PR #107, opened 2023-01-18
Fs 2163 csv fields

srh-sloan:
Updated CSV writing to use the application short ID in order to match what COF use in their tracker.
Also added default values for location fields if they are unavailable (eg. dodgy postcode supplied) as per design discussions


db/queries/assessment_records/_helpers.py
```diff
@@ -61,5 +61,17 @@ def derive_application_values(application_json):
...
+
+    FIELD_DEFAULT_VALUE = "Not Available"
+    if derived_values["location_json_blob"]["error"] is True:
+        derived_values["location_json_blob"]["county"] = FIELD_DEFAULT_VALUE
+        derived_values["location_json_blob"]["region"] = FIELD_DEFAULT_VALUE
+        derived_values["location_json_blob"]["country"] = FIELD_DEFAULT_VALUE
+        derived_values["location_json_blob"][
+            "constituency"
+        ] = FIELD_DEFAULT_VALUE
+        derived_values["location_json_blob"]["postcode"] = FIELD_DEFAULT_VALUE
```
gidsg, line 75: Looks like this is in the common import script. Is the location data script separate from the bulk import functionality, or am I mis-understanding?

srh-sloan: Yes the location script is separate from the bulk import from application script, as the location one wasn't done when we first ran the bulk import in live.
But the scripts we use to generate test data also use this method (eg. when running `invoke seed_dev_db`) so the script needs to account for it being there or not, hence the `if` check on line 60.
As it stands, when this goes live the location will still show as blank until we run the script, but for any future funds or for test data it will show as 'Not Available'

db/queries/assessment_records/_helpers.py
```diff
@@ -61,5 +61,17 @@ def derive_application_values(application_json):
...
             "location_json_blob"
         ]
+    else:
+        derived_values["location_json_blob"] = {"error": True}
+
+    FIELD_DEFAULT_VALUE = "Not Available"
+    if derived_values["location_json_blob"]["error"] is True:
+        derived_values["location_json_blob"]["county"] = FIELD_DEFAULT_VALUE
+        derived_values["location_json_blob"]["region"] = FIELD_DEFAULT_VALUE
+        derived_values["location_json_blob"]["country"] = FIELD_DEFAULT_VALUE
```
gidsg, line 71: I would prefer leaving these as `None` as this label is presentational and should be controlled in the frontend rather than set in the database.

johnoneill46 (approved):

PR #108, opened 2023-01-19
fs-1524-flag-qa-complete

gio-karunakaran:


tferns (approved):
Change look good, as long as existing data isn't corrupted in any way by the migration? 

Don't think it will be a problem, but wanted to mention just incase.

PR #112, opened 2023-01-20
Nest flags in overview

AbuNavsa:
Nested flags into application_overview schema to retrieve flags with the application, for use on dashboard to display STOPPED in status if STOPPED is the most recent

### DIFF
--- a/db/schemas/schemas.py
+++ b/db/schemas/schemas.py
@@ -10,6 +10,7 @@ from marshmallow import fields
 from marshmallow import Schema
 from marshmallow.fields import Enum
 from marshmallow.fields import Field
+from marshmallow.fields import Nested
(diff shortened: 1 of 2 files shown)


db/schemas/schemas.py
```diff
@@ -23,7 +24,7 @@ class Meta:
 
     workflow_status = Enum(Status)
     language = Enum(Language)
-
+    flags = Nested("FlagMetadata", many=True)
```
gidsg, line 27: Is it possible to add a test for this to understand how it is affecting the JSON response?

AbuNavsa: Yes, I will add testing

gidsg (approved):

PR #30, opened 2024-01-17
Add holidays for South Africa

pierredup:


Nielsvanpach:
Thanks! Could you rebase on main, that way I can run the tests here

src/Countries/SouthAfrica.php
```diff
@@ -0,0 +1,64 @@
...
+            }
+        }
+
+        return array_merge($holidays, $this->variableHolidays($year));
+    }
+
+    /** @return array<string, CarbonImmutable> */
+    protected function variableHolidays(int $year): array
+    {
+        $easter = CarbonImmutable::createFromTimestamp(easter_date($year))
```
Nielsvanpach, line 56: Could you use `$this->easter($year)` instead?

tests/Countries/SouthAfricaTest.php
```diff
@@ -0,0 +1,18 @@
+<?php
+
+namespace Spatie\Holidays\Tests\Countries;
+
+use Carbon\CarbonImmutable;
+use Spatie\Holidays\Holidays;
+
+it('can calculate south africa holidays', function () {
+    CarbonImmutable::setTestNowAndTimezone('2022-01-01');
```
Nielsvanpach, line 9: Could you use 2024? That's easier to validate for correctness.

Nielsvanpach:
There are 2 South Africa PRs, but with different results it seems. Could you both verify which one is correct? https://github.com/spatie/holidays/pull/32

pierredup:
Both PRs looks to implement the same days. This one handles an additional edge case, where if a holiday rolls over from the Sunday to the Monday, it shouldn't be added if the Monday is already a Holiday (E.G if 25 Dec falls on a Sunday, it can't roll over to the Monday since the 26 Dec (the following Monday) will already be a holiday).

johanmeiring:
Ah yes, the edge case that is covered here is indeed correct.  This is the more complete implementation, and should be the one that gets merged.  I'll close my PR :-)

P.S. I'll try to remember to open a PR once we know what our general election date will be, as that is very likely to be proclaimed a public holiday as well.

About this exercise
Every line of the material must be duplicated exactly.

Solution
PR #107, opened 2023-01-18
Fs 2163 csv fields

srh-sloan:
Updated CSV writing to use the application short ID in order to match what COF use in their tracker.
Also added default values for location fields if they are unavailable (eg. dodgy postcode supplied) as per design discussions


db/queries/assessment_records/_helpers.py
```diff
@@ -61,5 +61,17 @@ def derive_application_values(application_json):
...
+
+    FIELD_DEFAULT_VALUE = "Not Available"
+    if derived_values["location_json_blob"]["error"] is True:
+        derived_values["location_json_blob"]["county"] = FIELD_DEFAULT_VALUE
+        derived_values["location_json_blob"]["region"] = FIELD_DEFAULT_VALUE
+        derived_values["location_json_blob"]["country"] = FIELD_DEFAULT_VALUE
+        derived_values["location_json_blob"][
+            "constituency"
+        ] = FIELD_DEFAULT_VALUE
+        derived_values["location_json_blob"]["postcode"] = FIELD_DEFAULT_VALUE
```
gidsg, line 75: Looks like this is in the common import script. Is the location data script separate from the bulk import functionality, or am I mis-understanding?

srh-sloan: Yes the location script is separate from the bulk import from application script, as the location one wasn't done when we first ran the bulk import in live.
But the scripts we use to generate test data also use this method (eg. when running `invoke seed_dev_db`) so the script needs to account for it being there or not, hence the `if` check on line 60.
As it stands, when this goes live the location will still show as blank until we run the script, but for any future funds or for test data it will show as 'Not Available'

db/queries/assessment_records/_helpers.py
```diff
@@ -61,5 +61,17 @@ def derive_application_values(application_json):
...
             "location_json_blob"
         ]
+    else:
+        derived_values["location_json_blob"] = {"error": True}
+
+    FIELD_DEFAULT_VALUE = "Not Available"
+    if derived_values["location_json_blob"]["error"] is True:
+        derived_values["location_json_blob"]["county"] = FIELD_DEFAULT_VALUE
+        derived_values["location_json_blob"]["region"] = FIELD_DEFAULT_VALUE
+        derived_values["location_json_blob"]["country"] = FIELD_DEFAULT_VALUE
```
gidsg, line 71: I would prefer leaving these as `None` as this label is presentational and should be controlled in the frontend rather than set in the database.

johnoneill46 (approved):

PR #108, opened 2023-01-19
fs-1524-flag-qa-complete

gio-karunakaran:


tferns (approved):
Change look good, as long as existing data isn't corrupted in any way by the migration? 

Don't think it will be a problem, but wanted to mention just incase.

PR #112, opened 2023-01-20
Nest flags in overview

AbuNavsa:
Nested flags into application_overview schema to retrieve flags with the application, for use on dashboard to display STOPPED in status if STOPPED is the most recent

### DIFF
--- a/db/schemas/schemas.py
+++ b/db/schemas/schemas.py
@@ -10,6 +10,7 @@ from marshmallow import fields
 from marshmallow import Schema
 from marshmallow.fields import Enum
 from marshmallow.fields import Field
+from marshmallow.fields import Nested
(diff shortened: 1 of 2 files shown)


db/schemas/schemas.py
```diff
@@ -23,7 +24,7 @@ class Meta:
 
     workflow_status = Enum(Status)
     language = Enum(Language)
-
+    flags = Nested("FlagMetadata", many=True)
```
gidsg, line 27: Is it possible to add a test for this to understand how it is affecting the JSON response?

AbuNavsa: Yes, I will add testing

gidsg (approved):

PR #30, opened 2024-01-17
Add holidays for South Africa

pierredup:


Nielsvanpach:
Thanks! Could you rebase on main, that way I can run the tests here

src/Countries/SouthAfrica.php
```diff
@@ -0,0 +1,64 @@
...
+            }
+        }
+
+        return array_merge($holidays, $this->variableHolidays($year));
+    }
+
+    /** @return array<string, CarbonImmutable> */
+    protected function variableHolidays(int $year): array
+    {
+        $easter = CarbonImmutable::createFromTimestamp(easter_date($year))
```
Nielsvanpach, line 56: Could you use `$this->easter($year)` instead?

tests/Countries/SouthAfricaTest.php
```diff
@@ -0,0 +1,18 @@
+<?php
+
+namespace Spatie\Holidays\Tests\Countries;
+
+use Carbon\CarbonImmutable;
+use Spatie\Holidays\Holidays;
+
+it('can calculate south africa holidays', function () {
+    CarbonImmutable::setTestNowAndTimezone('2022-01-01');
```
Nielsvanpach, line 9: Could you use 2024? That's easier to validate for correctness.

Nielsvanpach:
There are 2 South Africa PRs, but with different results it seems. Could you both verify which one is correct? https://github.com/spatie/holidays/pull/32

pierredup:
Both PRs looks to implement the same days. This one handles an additional edge case, where if a holiday rolls over from the Sunday to the Monday, it shouldn't be added if the Monday is already a Holiday (E.G if 25 Dec falls on a Sunday, it can't roll over to the Monday since the 26 Dec (the following Monday) will already be a holiday).

johanmeiring:
Ah yes, the edge case that is covered here is indeed correct.  This is the more complete implementation, and should be the one that gets merged.  I'll close my PR :-)

P.S. I'll try to remember to open a PR once we know what our general election date will be, as that is very likely to be proclaimed a public holiday as well.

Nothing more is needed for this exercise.